AIM OF THE TASK. Start at the line with "Nice, thanks a lot!" in the records below, stop at the line with "PR #3242, opened 2021-01-25", and return every line in that span exactly, the two end lines included.

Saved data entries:
--------

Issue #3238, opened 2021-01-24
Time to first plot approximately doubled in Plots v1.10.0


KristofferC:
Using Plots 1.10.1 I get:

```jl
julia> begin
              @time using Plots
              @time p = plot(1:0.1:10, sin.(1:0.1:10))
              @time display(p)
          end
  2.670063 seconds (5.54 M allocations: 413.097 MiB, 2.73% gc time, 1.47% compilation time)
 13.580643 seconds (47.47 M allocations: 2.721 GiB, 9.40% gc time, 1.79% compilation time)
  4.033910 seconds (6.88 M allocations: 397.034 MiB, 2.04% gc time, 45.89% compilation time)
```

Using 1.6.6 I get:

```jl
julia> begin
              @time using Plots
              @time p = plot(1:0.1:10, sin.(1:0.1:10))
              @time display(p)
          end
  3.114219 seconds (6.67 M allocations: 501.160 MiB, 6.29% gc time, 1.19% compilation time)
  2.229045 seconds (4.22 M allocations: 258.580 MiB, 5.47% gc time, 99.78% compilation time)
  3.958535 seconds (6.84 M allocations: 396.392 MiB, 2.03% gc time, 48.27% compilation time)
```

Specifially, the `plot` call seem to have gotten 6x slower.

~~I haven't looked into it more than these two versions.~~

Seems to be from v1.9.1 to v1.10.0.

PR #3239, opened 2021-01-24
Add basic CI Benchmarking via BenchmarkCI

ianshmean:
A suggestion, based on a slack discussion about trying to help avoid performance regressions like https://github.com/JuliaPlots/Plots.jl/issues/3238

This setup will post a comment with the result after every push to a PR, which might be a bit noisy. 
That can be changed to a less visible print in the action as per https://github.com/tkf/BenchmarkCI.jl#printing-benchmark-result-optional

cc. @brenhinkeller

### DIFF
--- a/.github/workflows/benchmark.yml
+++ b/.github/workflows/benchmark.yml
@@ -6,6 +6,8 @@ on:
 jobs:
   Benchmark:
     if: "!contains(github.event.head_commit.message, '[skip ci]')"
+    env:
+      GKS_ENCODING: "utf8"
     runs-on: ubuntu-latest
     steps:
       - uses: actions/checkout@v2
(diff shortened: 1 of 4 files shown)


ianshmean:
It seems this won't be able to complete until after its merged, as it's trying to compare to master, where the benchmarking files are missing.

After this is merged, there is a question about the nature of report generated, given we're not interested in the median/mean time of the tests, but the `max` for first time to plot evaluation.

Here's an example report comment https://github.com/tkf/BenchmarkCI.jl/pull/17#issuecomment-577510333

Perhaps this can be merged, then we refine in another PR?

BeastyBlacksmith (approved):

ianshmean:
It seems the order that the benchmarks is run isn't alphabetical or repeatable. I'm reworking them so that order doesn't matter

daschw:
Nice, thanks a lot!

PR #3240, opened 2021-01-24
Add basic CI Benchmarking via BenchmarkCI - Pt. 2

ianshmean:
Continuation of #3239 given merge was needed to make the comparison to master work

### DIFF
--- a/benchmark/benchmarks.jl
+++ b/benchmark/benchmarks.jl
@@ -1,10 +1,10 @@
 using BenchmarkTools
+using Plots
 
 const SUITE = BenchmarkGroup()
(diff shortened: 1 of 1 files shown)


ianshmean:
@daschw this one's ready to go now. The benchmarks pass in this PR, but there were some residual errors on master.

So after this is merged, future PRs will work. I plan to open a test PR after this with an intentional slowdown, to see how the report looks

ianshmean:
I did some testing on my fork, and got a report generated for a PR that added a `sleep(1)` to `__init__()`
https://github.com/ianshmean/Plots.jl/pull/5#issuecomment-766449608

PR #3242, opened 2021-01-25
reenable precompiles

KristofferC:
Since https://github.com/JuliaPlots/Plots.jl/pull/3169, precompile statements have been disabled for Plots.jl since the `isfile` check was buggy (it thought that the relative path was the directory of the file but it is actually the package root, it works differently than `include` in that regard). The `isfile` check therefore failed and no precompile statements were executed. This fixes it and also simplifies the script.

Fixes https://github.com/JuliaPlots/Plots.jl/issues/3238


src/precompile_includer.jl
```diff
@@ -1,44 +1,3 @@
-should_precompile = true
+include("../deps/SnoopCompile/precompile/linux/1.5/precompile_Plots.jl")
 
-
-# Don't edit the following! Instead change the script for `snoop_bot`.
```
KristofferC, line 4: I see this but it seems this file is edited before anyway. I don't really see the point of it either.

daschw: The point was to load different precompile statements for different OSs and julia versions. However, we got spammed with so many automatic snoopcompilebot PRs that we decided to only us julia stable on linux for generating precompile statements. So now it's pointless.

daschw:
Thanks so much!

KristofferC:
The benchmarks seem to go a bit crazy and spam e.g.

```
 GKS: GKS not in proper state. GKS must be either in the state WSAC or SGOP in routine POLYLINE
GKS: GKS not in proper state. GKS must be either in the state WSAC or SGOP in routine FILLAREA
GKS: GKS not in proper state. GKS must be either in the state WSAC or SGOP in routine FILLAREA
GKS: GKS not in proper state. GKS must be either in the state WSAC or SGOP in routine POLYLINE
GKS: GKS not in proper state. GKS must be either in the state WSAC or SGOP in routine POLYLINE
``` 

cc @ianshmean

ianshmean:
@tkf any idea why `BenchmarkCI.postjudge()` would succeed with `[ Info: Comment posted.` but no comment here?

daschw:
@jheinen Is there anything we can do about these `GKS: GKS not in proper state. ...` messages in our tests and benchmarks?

--------

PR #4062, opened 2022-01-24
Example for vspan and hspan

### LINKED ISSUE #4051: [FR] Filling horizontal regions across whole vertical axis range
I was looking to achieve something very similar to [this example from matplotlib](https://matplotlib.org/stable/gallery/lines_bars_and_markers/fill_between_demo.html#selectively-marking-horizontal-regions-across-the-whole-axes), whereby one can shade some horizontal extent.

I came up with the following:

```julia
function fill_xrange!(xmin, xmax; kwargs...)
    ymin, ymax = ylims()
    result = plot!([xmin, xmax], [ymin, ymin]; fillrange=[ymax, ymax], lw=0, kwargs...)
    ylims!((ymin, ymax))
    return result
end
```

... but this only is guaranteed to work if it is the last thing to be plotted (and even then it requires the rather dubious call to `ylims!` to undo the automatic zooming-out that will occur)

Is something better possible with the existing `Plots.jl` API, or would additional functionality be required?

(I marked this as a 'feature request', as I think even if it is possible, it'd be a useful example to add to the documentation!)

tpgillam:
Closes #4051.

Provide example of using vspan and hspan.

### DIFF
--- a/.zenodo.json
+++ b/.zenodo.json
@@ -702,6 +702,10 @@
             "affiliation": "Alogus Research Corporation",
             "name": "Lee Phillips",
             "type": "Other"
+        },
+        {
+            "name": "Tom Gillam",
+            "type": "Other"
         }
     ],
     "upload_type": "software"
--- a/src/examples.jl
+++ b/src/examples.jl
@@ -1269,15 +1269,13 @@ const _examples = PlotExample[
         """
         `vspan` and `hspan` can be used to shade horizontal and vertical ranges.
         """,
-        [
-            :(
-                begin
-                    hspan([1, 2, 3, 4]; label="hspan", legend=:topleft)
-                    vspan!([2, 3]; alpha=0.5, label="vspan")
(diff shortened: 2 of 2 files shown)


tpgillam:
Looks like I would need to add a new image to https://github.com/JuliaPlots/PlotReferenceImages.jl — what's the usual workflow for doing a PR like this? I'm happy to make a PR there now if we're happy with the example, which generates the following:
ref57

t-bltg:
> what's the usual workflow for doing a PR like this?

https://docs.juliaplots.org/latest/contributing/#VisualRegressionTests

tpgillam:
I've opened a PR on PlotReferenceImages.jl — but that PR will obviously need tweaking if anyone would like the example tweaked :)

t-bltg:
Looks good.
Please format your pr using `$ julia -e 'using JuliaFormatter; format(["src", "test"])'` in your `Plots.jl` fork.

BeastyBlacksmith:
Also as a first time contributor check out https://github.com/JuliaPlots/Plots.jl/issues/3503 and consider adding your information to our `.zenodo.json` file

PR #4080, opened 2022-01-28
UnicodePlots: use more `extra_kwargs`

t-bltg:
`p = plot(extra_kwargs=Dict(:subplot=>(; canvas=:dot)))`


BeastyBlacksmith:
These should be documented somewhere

--------

ANSWER.
Nice, thanks a lot!

PR #3240, opened 2021-01-24
Add basic CI Benchmarking via BenchmarkCI - Pt. 2

ianshmean:
Continuation of #3239 given merge was needed to make the comparison to master work

### DIFF
--- a/benchmark/benchmarks.jl
+++ b/benchmark/benchmarks.jl
@@ -1,10 +1,10 @@
 using BenchmarkTools
+using Plots
 
 const SUITE = BenchmarkGroup()
(diff shortened: 1 of 1 files shown)


ianshmean:
@daschw this one's ready to go now. The benchmarks pass in this PR, but there were some residual errors on master.

So after this is merged, future PRs will work. I plan to open a test PR after this with an intentional slowdown, to see how the report looks

ianshmean:
I did some testing on my fork, and got a report generated for a PR that added a `sleep(1)` to `__init__()`
https://github.com/ianshmean/Plots.jl/pull/5#issuecomment-766449608

PR #3242, opened 2021-01-25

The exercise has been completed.